The core idea of STR2 is to wield MoE to handle modality collapse and reward balance through expert routing during training, thereby improving the model's generalization capabilities in unknown or rare situations.
DriveDreamer4D World Model
In late October 2024, GigaStudio teamed up with the Institute of Automation of Chinese Academy of Sciences, Li Auto, Peking University, Technical University of Munich and other units to propose DriveDreamer4D.
DriveDreamer4D uses a world model as a data engine to synthesize new trajectory videos (e.g., lane change) based on real-world driving data.
DriveDreamer4D can also provide rich and diverse perspective data (lane change, acceleration and deceleration, etc.) for driving scenarios to increase closed-loop simulation capabilities in dynamic driving scenarios.
The overall structure diagram is shown in the figure.
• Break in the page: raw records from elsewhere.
PR #50, opened 2017-02-03
Adapter generation tests

anthonycr:
#### Summary
We can use unit testing to verify that type adapters are properly generated for every use case that Stag supports.

#### Implementation Summary
- Created unit tests for all `model` and `model1` classes in the `sample` module
- Created unit tests for all `sample_model` classes in the `sample-model` module
- Fixed a bug recently introduced (and exposed by the unit tests) where classes nested inside unsupported annotated classes were not having type adapters generated for them.
- Discovered a bug where the `ExternalModelExample2` type adapter is generated but is unable to be instantiated without generating a stack overflow.

#### How to Test
Run the unit tests in `sample` and in `sample-model`.

Note: I have not attempted to fix the stack overflow caused by the `ExternalModelExample2` type adapter.


stag-library-compiler/src/main/java/com/vimeo/stag/processor/utils/ElementUtils.java
```diff
@@ -75,7 +75,15 @@ public static boolean isEnum(@Nullable Element element) {
         return element != null && element.getKind() == ElementKind.ENUM;
     }
 
-    public static boolean isClass(@Nullable Element element){
+    public static boolean isClass(@Nullable Element element) {
         return element != null && element.getKind() == ElementKind.CLASS;
     }
+
+    public static boolean isSupportedElementKind(@Nullable Element element) {
```
yasirmhd: Good catch ! This looks good

stag-library-compiler/src/main/java/com/vimeo/stag/processor/StagProcessor.java
```diff
@@ -174,4 +172,29 @@ public boolean process(Set<? extends TypeElement> annotations, RoundEnvironment
...
+     *
+     * @param useStagElement the element to add to the
+     *                       supported type model.
+     */
+    private static void processSupportedElements(@NotNull Element useStagElement) {
+        if (ElementUtils.isSupportedElementKind(useStagElement)) {
+            TypeMirror rootType = useStagElement.asType();
+            DebugLog.log("Annotated type: " + rootType + "\n");
+            SupportedTypesModel.getInstance().getSupportedType(rootType);
+            // TODO: Should we switch to adding all elements here or continue to let AnnotatedClass.initNestedClasses do its thing 2/2/17 [AR]
```
yasirmhd: We will need to add this check in the AnnotatedClass.initNestedClasses to use ElementUtils. isSupportedElementKind

anthonycr: Good point, I'll do that - me forgetting that even while writing that comment is probably good evidence that the logic should be combined

Issue #51, opened 2017-02-03
ExternalModelExample2 Type Adapter is broken


anthonycr:
#### Issue Summary
Instantiating the Type Adapter generated for the `ExternalModelExample2` class causes a stack overflow. The cause is that the model class is generic and references itself. Note that other self referential classes such as `RecursiveClass` are generated and instantiated without error.

#### Reproduction Steps
Instantiate the type adapter with the following code and observe the stack overflow:
```java
ExternalModelExample2$TypeAdapter typeAdapter = new ExternalModelExample2$TypeAdapter(gson, factory, typeAdapter1);
```

For simplicity, uncomment the test in `ExternalModelExample2Test` and observe the problem.

#### Expected Behavior
It should properly instantiate the type adapter.

#### Actual Behavior
`StackOverflowException` occurs.

anthonycr:
Fixed by #52

PR #52, opened 2017-02-04
Self-referential generic type adapters causing stack overflows

anthonycr:
#### Ticket
https://github.com/vimeo/stag-java/issues/51 - TypeAdapters of generic classes referencing themselves caused stack overflows

#### Ticket Summary
If a generic class referenced itself (see `sample/ExternalModelExample2`), the type adapter would try to create an instance of itself in the constructor, resulting in a stack overflow.

#### Implementation Summary
The solution was to recognize that the adapter being instantiated was of the same type with the same arguments as the current class, and to instead point at `this`. This fixed the bug. I also uncommented the test case that checks this scenario.

#### How to Test
Create a generic model that references itself. Instantiate the TypeAdapter created. Observe that it does not cause a stack overflow.

### DIFF
--- a/stag-library-compiler/src/main/java/com/vimeo/stag/processor/generators/TypeAdapterGenerator.java
+++ b/stag-library-compiler/src/main/java/com/vimeo/stag/processor/generators/TypeAdapterGenerator.java
@@ -119,13 +119,12 @@ public class TypeAdapterGenerator extends AdapterGenerator {
      * This is used to generate the type token code for the types that are known.
      */
     @Nullable
-    private static String getTypeAdapterCode(@NotNull TypeMirror fieldType,
-                                             @NotNull TypeSpec.Builder adapterBuilder,
-                                             @NotNull MethodSpec.Builder constructorBuilder,
-                                             @NotNull TypeTokenConstantsGenerator typeTokenConstantsGenerator,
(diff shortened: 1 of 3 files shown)


stag-library-compiler/src/main/java/com/vimeo/stag/processor/generators/TypeAdapterGenerator.java
```diff
@@ -187,14 +186,19 @@ private static String getTypeAdapterCode(@NotNull TypeMirror fieldType,
...
+                        // If the field type is an external model
                         adapterCode = externalAdapterInfo.getInitializer("gson", typeAdapterCode);
                     } else {
                         ClassInfo classInfo = new ClassInfo(outerClass);
-                        int idx1 = fieldType.toString().indexOf("<");
-                        String argument = idx1 > 0 ? fieldType.toString().substring(idx1) : "";
-                        adapterCode = "new " + classInfo.getTypeAdapterQualifiedClassName() + argument +
-                                      "(gson, stagFactory" + typeAdapterCode + ")";
+                        if (classInfo.equals(mInfo)) {
+                            // In this case the adapter will be the same as the one we are generating
```
anirudhramanan: Good catch!

PR #57, opened 2017-02-07
Unit tests for duplicate type adapter scenario

anthonycr:
#### Summary
Added unit tests for the duplicate type adapters scenario
- a test to verify that a type adapter for `BaseExternalModel` was generated in the `sample-model` module
- a test to verify that a type adapter for the `ExternalModelDerivedExample` was generated in the `sample` module
- a test to verify that no type adapter for the `BaseExternalModel` was generated in the `sample` module

Also added some `@NotNull` annotations and added a null check to one use case of the `SupportedTypesModel`.

#### How to Test
Run the unit tests, ensure that they all pass (The build will do this).


anthonycr:
thanks for the bug fix 👍 

I'll remember to mention unit tests the next time there are new models added

yasirmhd:
👍 

@anthonycr Can you please publish a SNAPSHOT version so that we can continue to validate this on a regular basis

anthonycr:
@yasirmhd I'll work on getting a snapshot out

PR #59, opened 2017-02-08
Cleaning up GenericClassInfo class and cleaning up utils classes

anthonycr:
#### Summary
- Removed unnecessary field from GenericClassInfo.
- Fixed NPE lint warnings in TypeUtils and ElementUtils.
- Cleaned up TypeUtils and ElementUtils APIs.
- Deleted unnecessary unit tests.

### DIFF
--- a/stag-library-compiler/src/main/java/com/vimeo/stag/processor/StagProcessor.java
+++ b/stag-library-compiler/src/main/java/com/vimeo/stag/processor/StagProcessor.java
@@ -115,9 +115,10 @@ public final class StagProcessor extends AbstractProcessor {
 
         String packageName = getOptionalPackageName(processingEnv);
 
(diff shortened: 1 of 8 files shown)


yasirmhd:
LGTM. The reason for GenericClassInfo having that extra parameter was for some future work, but this is fine as we can always bring it back when we implement it.

anthonycr:
Alright, I initially was doing this work because I didn't like that other field (`mNumArguments`) was hardcoded due to its error proneness. I found a way to generate it dynamically using a `TypeElement` object, `typeElement.getTypeParameters().size()` and I originally wrote the code to replace the hardcoded field. In the end, I decided not to add that code in, and instead just remove it because the field was unused. 

When we need the field in the future, now we know we can get it dynamically.

PR #61, opened 2017-02-15
Improved Performance

yasirmhd:
We were doing JsonReader.peek which is an expensive function. Reducing this improves the performance significantly.

### DIFF
--- a/stag-library-compiler/src/main/java/com/vimeo/stag/processor/generators/TypeAdapterGenerator.java
+++ b/stag-library-compiler/src/main/java/com/vimeo/stag/processor/generators/TypeAdapterGenerator.java
@@ -34,6 +34,7 @@ import com.squareup.javapoet.ParameterizedTypeName;
 import com.squareup.javapoet.TypeName;
 import com.squareup.javapoet.TypeSpec;
 import com.squareup.javapoet.TypeVariableName;
+import com.vimeo.stag.KnownTypeAdapters;
 import com.vimeo.stag.KnownTypeAdapters.ArrayTypeAdapter;
 import com.vimeo.stag.KnownTypeAdapters.ListTypeAdapter;
 import com.vimeo.stag.KnownTypeAdapters.MapTypeAdapter;
@@ -268,11 +269,8 @@ public class TypeAdapterGenerator extends AdapterGenerator {
             boolean isPrimitive = TypeUtils.isSupportedPrimitive(variableType);
 
             if(isPrimitive) {
-                builder.addCode("\t\t\t\t" + TypeUtils.getObjectForPrimitive(variableType) + " " + variableName + " = " +
-                        adapterFieldInfo.getAdapterAccessor(elementValue) + ".read(reader);\n");
-                builder.addCode("\t\t\t\tif(null != " + variableName + ") {\n");
-                builder.addCode("\t\t\t\t\tobject." + variableName + " = " + variableName + ";\n");
-                builder.addCode("\t\t\t\t}");
+                builder.addCode("\t\t\t\tobject." + variableName + " = " +
+                        adapterFieldInfo.getAdapterAccessor(elementValue) + ".read(reader, object." + variableName +  ");");
 
             } else {
                 builder.addCode("\t\t\t\tobject." + variableName + " = " +
@@ -616,6 +614,8 @@ public class TypeAdapterGenerator extends AdapterGenerator {
             if (hasUnknownGenericField && TypeUtils.containsTypeVarParams(fieldType)) {
                 adapterAccessor = getAdapterForUnknownType(fieldType, adapterBuilder, constructorBuilder,
                                                            typeTokenConstantsGenerator, typeVarsMap, result);
+            } else if(KnownTypeAdapterUtils.hasNativePrimitiveTypeAdapter(fieldType)) {
+                adapterAccessor = KnownTypeAdapterUtils.getNativePrimitiveTypeAdapter(fieldType);
             } else {
                 adapterAccessor = getAdapterAccessor(fieldType, adapterBuilder, constructorBuilder,
                                                      typeTokenConstantsGenerator, typeVarsMap, stagGenerator,
--- a/stag-library-compiler/src/main/java/com/vimeo/stag/processor/generators/TypeAdapterGenerator.java
+++ b/stag-library-compiler/src/main/java/com/vimeo/stag/processor/generators/TypeAdapterGenerator.java
@@ -264,8 +264,21 @@ public class TypeAdapterGenerator extends AdapterGenerator {
                 }
             }
 
-            builder.addCode("\t\t\t\tobject." + variableName + " = " +
-                            adapterFieldInfo.getAdapterAccessor(elementValue) + ".read(reader);");
+            String variableType = element.getValue().toString();
+            boolean isPrimitive = TypeUtils.isSupportedPrimitive(variableType);
+
+            if(isPrimitive) {
+                builder.addCode("\t\t\t\t" + TypeUtils.getObjectForPrimitive(variableType) + " " + variableName + " = " +
+                        adapterFieldInfo.getAdapterAccessor(elementValue) + ".read(reader);\n");
+                builder.addCode("\t\t\t\tif(null != " + variableName + ") {\n");
+                builder.addCode("\t\t\t\t\tobject." + variableName + " = " + variableName + ";\n");
+                builder.addCode("\t\t\t\t}");
+
+            } else {
+                builder.addCode("\t\t\t\tobject." + variableName + " = " +
+                        adapterFieldInfo.getAdapterAccessor(elementValue) + ".read(reader);");
+            }
+
 
             builder.addCode("\n\t\t\t\tbreak;\n");
             runIfAnnotationSupported(element.getKey().getAnnotationMirrors(), new Runnable() {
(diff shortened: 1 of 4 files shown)


yasirmhd:
@anthonycr : With this PR + the changes I have raised with Gson (https://github.com/google/gson/pull/1015) STAG is doing better than LoganSquare based on their [BenchmarkDemo](https://github.com/bluelinelabs/LoganSquare) 


image

anthonycr:
Awesome! Gonna take a look at this soon

stag-library-compiler/src/main/java/com/vimeo/stag/processor/generators/TypeAdapterGenerator.java
```diff
@@ -245,11 +246,6 @@ private static MethodSpec getReadMethodSpec(@NotNull TypeName typeName,
                         "();\n" +
                         "\twhile (reader.hasNext()) {\n" +
                         "\t\tString name = reader.nextName();\n" +
-                        "\t\tcom.google.gson.stream.JsonToken jsonToken = reader.peek();\n" +
-                        "\t\tif (jsonToken == com.google.gson.stream.JsonToken.NULL) {\n" +
-                        "\t\t\treader.skipValue();\n" +
-                        "\t\t\tcontinue;\n" +
-                        "\t\t}\n" +
```
anthonycr: I'm interested in what the rational is for this besides performance improvement. I see it as a potential problem because we have two potential flows for primitives (objects would be fine because we would resort to the object type adapters which check for null).
1. Parsed via a type adapter that is in the gson `TypeAdapters` class: e.g. booleans are parsed using `TypeAdapters.BOOLEAN`. This adapter does a null check and returns null of the token is null. We then do a null check and optionally assign the field depending on if the item returned was null. This means the field remains uninitialized.
2. Parsed via a type adapter that is in `KnownTypeAdapters`. This adapter does not do a null check and will throw an illegal state exception because the peeked type did not match the type that it wanted (since the fields are ultimately assigned via `reader.nextType`.

Am I misunderstanding something? I think we should be consistent for all primitives

stag-library-compiler/src/main/java/com/vimeo/stag/processor/generators/TypeAdapterGenerator.java
```diff
@@ -268,8 +264,21 @@ private static MethodSpec getReadMethodSpec(@NotNull TypeName typeName,
...
-                            adapterFieldInfo.getAdapterAccessor(elementValue) + ".read(reader);");
+            String variableType = element.getValue().toString();
+            boolean isPrimitive = TypeUtils.isSupportedPrimitive(variableType);
+
+            if(isPrimitive) {
+                builder.addCode("\t\t\t\t" + TypeUtils.getObjectForPrimitive(variableType) + " " + variableName + " = " +
+                        adapterFieldInfo.getAdapterAccessor(elementValue) + ".read(reader);\n");
+                builder.addCode("\t\t\t\tif(null != " + variableName + ") {\n");
+                builder.addCode("\t\t\t\t\tobject." + variableName + " = " + variableName + ";\n");
+                builder.addCode("\t\t\t\t}");
```
anthonycr: I see this prevents us from getting an exception if the gson primitive type adapter returns null, that's great. See above for my comment about consistency between gson primitive type adapters and our type adapters

stag-library/src/main/java/com/vimeo/stag/KnownTypeAdapters.java
```diff
@@ -115,7 +115,7 @@ public void write(JsonWriter out, Short value) throws IOException {
         @Override
         public Integer read(JsonReader in) throws IOException {
             try {
-                return in.nextInt();
+                return Integer.valueOf(in.nextInt());
```
yasirmhd: The warning that Java is giving is to use the primitive type directly instead of casting it into an object  - PFA the details around the warning

image


Now looking at the comments and implementation for Integer.valueOf

image

Integer, Long, etc are immutable types. So for the purpose of optimisation the platform caches some of these instances so that an allocation need not be done every time. For instance in this case they are caching values between -128 and 127.

Given the number of times this was being called profiling told us that we should use Integer.valueOf instead of the constructor - which is also the recommended way of doing it

stag-library/src/main/java/com/vimeo/stag/KnownTypeAdapters.java
```diff
@@ -77,7 +77,7 @@ private KnownTypeAdapters() {
         public Byte read(JsonReader in) throws IOException {
             try {
                 int intValue = in.nextInt();
-                return (byte) intValue;
+                return Byte.valueOf((byte) intValue);
```
yasirmhd: Same as the example in Integer. Kindly let me know if it is OK

stag-library-compiler/src/main/java/com/vimeo/stag/processor/generators/TypeAdapterGenerator.java
yasirmhd: Primary reason is performance


1 - uninitialized fields should not be a problem as that can happen if the server does not send the data. Previous implementation also would have created an object with similar state.
2. Not if we ensure all primitive type adapters in KnownTypeAdapters are null safe. 

But with this you have given me an idea. I will implement methods in KnownTypeAdapters of the sort :

int read(JsonReader in, int default value)

Which will be called as :

obj.field = KnownTypeAdapters.read(reader, obj.field)

In the event of the response being null we will either set it to a default value or its existing value

yasirmhd: Let me know what you think and I will make the required changes

yasirmhd:
@anthonycr thanks for your thorough review. I have updated the code so that we ensure the nullity checks are in place. We will always use our custom classes for primitive type parsing. This will also avoid the unnecessary boxing and object creations. 

For the assignment part, if the value is null it will just take whatever the default value is - which again is the default gson behaviour as well.

Kindly review this

stag-library/src/main/java/com/vimeo/stag/KnownTypeAdapters.java
anthonycr: Okay, yes, the reason for using `Integer.valueOf` makes sense because caching the objects. However, the whole point of the warning is because the compiler automatically applies the caching post java 1.5. Calling `Integer integer = Integer.valueOf(1)` will produce the same java bytecode as `Integer integer = 1`, and for this reason the warning exists.

I've written a unit test demonstrating that this is the case. Here we test object reference equality rather than using the `equals` method to ensure that all objects are pointing to the same memory location. If you run this test, you should see that when in both cases, the integer is <= 127, the object is cached by the `Integer` class. When it's greater, it allocates a new object. I've tested this using JUnit, on the Emulator, and on my Nexus 5X and verified the behavior is the same everywhere.

```java
public class AutoBoxingTest {

    @Test
    public void testBoxing_equal(){
        Object integer1 = Integer.valueOf(1);
        Object integer2 = Integer.valueOf(1);

        Assert.assertTrue(integer1 == integer2);
    }

    @Test
    public void testBoxing_notEqual(){
        Object integer1 = Integer.valueOf(Integer.MAX_VALUE);
        Object integer2 = Integer.valueOf(Integer.MAX_VALUE);

        Assert.assertFalse(integer1 == integer2);
    }

    @Test
    public void testNoBoxing_notEqual(){
        Object integer1 = Integer.MAX_VALUE;
        Object integer2 = Integer.MAX_VALUE;

        Assert.assertFalse(integer1 == integer2);
    }

    @Test
    public void testNoBoxing_equal(){
        Object integer1 = 127;
        Object integer2 = 127;

        Assert.assertTrue(integer1 == integer2);
    }

}
```

For this reason I am proposing the removal of the autoboxing, as it makes the code unnecessarily complicated.

stag-library-compiler/src/main/java/com/vimeo/stag/processor/generators/TypeAdapterGenerator.java
anthonycr: 1. True, the option of the server not sending data slipped my mind. And if you truly want to enforce a field always being filled, you can just put the `@NonNull` annotation on your field and stag will verify it. Okay, so that's not a problem.
2. Okay that's a good idea then, as we will be comparable with gson. 

The static method with a default value is also a good idea 👍

stag-library/src/main/java/com/vimeo/stag/KnownTypeAdapters.java
yasirmhd: Thanks for the details info here. I have made the changes.

stag-library/src/main/java/com/vimeo/stag/KnownTypeAdapters.java
```diff
@@ -176,6 +294,72 @@ public void write(JsonWriter out, Double value) throws IOException {
...
+    /**
+     * Helper class for {@link boolean}.
+     */
+    public static final class PrimitiveBooleanTypeAdapter{
+
+        public static boolean read(JsonReader in, boolean defaultValue) throws IOException {
+            if (in.peek() == JsonToken.NULL) {
+                in.nextNull();
+                return defaultValue;
+            } else if (in.peek() == JsonToken.STRING) {
```
yasirmhd: Will update in a few minutes

yasirmhd: done. Thanks !

yasirmhd:
Agreed on Object.valueOf. 

image


This one remains because if I would have used the char directly it would have gone to the method which takes long as the parameter.

Issue #63, opened 2017-02-17
PrimitiveCharArrayAdapter is broken


anthonycr:
#### Issue Summary
The char array type adapter is broken. It writes an array of numbers to json since it writes the characters as numbers, but tries to read the array out of the json as a string. This is broken. See `KnownTypeAdaptersTest.testForPrimitiveArrayCharacterTypeAdapter()` for a test case that breaks the adapter. 

#### Reproduction Steps
```java
char[] value = new char[5];

value[0] = 'a';
value[1] = 'b';
value[2] = 'c';
value[3] = 'd';
value[4] = 'e';

StringWriter stringWriter = new StringWriter();
KnownTypeAdapters.PrimitiveCharArrayAdapter.write(new JsonWriter(stringWriter), value);
String jsonString = stringWriter.toString();

char[] readValue = KnownTypeAdapters.PrimitiveCharArrayAdapter.read(new JsonReader(new StringReader(jsonString)));

// This is broken
Assert.assertArrayEquals(value, readValue);
```

#### Expected Behavior
The char array should be read from json correctly.

#### Actual Behavior
An exception is thrown:

```
java.lang.IllegalStateException: Expected a string but was BEGIN_ARRAY at line 1 column 2 path $
	at com.google.gson.stream.JsonReader.nextString(JsonReader.java:825)
	at com.google.gson.internal.bind.TypeAdapters$16.read(TypeAdapters.java:418)
	at com.google.gson.internal.bind.TypeAdapters$16.read(TypeAdapters.java:406)
	at com.google.gson.TypeAdapter$1.read(TypeAdapter.java:199)
	at com.vimeo.stag.KnownTypeAdapters$PrimitiveCharArrayAdapter.read(KnownTypeAdapters.java:688)
```

anirudhramanan:
Will be fixed in PR #65

PR #65, opened 2017-02-18
Char Type Adapter Fix

anirudhramanan:
Refer #63.


stag-library/src/test/java/com/vimeo/stag/KnownTypeAdaptersTest.java
```diff
@@ -204,4 +204,39 @@ public void testForJsonArrayTypeAdapter() throws Exception {
             Assert.assertEquals(jsonArray.get(i), readValue.get(i));
         }
     }
+
+    @Test
+    public void testForPrimitiveArrayCharacterTypeAdapter() throws Exception {
```
anirudhramanan: same test case that has been added in PR #64

anirudhramanan: same test case that has been added in PR #64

The novel trajectory generation module (NTGM) adjusts the original trajectory actions, such as steering angle and speed, to generate new trajectories. These new trajectories provide a new perspective for extracting structured information (e.g., vehicle 3D boxes and background lane line details).
Subsequently, based on the video generation capabilities of the world model and the structured information obtained by updating the trajectories, videos of new trajectories can be synthesized. Finally, the original trajectory videos are combined with the new trajectory videos to optimize the 4DGS model.